Ether is wondrous stuff.

In D&D, these traditions equating mindful consciousness and immaterial force, make ether a telekinetic force. In other words, ethereal creatures are constructs made out of telekinetic force. When a person becomes ethereal, they give up their body of matter and become a being made out mindforce, namely ether. An ethereal being is a "spirit", in the sense of being made out of spirit. When a material person utilizes telekinesis or inflicts force damage, they are wielding ethereal force − and can affect ethereal creatures. Viceversa, an ethereal person can wield telekinesis and force damage to effect material creatures.

(I am even tempted to go so far as to say, the ether and the "Weave" from where all magic comes, are the same thing. Constructs that are made out of "magical energy", are made out of ethereal force. This ethereal stuff is psychosensitive and responds to the mind of a person, and can manifest physical force, and even become matter. The arcane power source is a protoscience exploiting the alchemical properties of the ether that are inherent in material plants and stones. The divine power source engages the astral realm of thought to ethereally manifest meaningful miracles.)

The Ethereal Plane is the spirit world. Ethereal forces are spiritual forces that emanate from some mind some where. It is a level of being where embodied minds, disembodied minds, fey spirits and shadow spirits, can interact while wandering the world.

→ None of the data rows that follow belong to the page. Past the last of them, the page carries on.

Issue #1543, opened 2023-08-15
[Bug]: Backbutton in the drawer when action.showInDrawer = true routes to invalid route


vinu:
### What happened?

When you have resources with 
``` javascript
actions: {
  show: {
    showInDrawer: true,
},
```
The show opens in the drawer, but the back button goes to an invalid route. 

### Bug prevalence

When ever the show action is opened in a drawer

### AdminJS dependencies version

"@adminjs/express": "^6.0.0",
"@adminjs/mongoose": "^4.0.0",
"adminjs": "^7.2.0",
"express": "^4.18.2",
"express-formidable": "^1.2.0",
"express-session": "^1.17.3",
"mongoose": "7.0.1",
"nodemon": "^3.0.1",
"tslib": "^2.6.1"

PR #1545, opened 2023-08-16
fix: make back button navigate one route up

dziraf:


ariansobczak-rst (approved):

dziraf:
This fixes the issue where drawer doesn't close correctly, but introduces another issue where refreshing the page will result in 404. This is because `to=".." relative="path"` only removes URL's pathname up to last `/` which in case of `show` action removes record's ID which results in drawer getting closed. AdminJS doesn't have a record route without `:recordId` param defined though, so when you refresh the page you see a `CANNOT GET ...` error.

We'd probably have to rewrite routing so that routes are nested, this way we could simply use `relative="route"`.

vinu:
Hmm but will this work? with filters? 

I just tried like this

```jsx
<StyledLink
      size="icon"
      onClick={() => navigate(-1)}
      rounded
      mr="lg"
      type="button"
    >
```
Seems working

vinu:
nah - disregard that - it won't work with multiple show click, - the back click just loads the previous show action

dziraf:
I rewrote routing so that back button works as expected now, but it turned out we also have to rewrite the Drawer component since it doesn't show list underneath anymore.


https://github.com/SoftwareBrothers/adminjs/assets/16668924/d8e1b0cd-a044-4934-8c6a-c771c9de44f5

dziraf:
It looks to be working correctly now

https://github.com/SoftwareBrothers/adminjs/assets/16668924/63b9ceda-58d3-41b4-9d36-4ff67c5d1024

src/frontend/interfaces/action/build-action-click-handler.ts
```diff
@@ -65,7 +67,17 @@ export const buildActionClickHandler = (
 
     // Default behaviour - you're navigated to action URL and logic is performed on it's route
     if (href) {
-      navigate(href)
+      const url = new URL(`relative:${href}`)
```
dziraf, line 70: appending pathname with `<string>:` is a hack which allows us to use `new URL(...)` if we only have a relative url

ariansobczak-rst: 👍🏻 Nice, I didn't know that.

ariansobczak-rst (approved):

dziraf:
fixes https://github.com/SoftwareBrothers/adminjs/issues/1543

These mindful presences can push objects and influence minds.

The Shallow Ethereal and the Deep Ethereal − and the Dream

Importantly, the Ethereal Plane is never separate from the Material Plane. This ether is a way to describe the entangling influences of the minds that are in the Material Plane. These minds can influence each other and influence matter itself. Even disembodied minds that are made out of only ether coexist among the physical humanoids that are in the Material Plane.

At least, this immanence of the ether is true when talking about the Shallow Ethereal. The Shallow is the telekinetic forces and telepathic presences that are part of the physical world.

The Deep Ethereal is something else. The places in the Deep dont correspond to places in the Material Plane.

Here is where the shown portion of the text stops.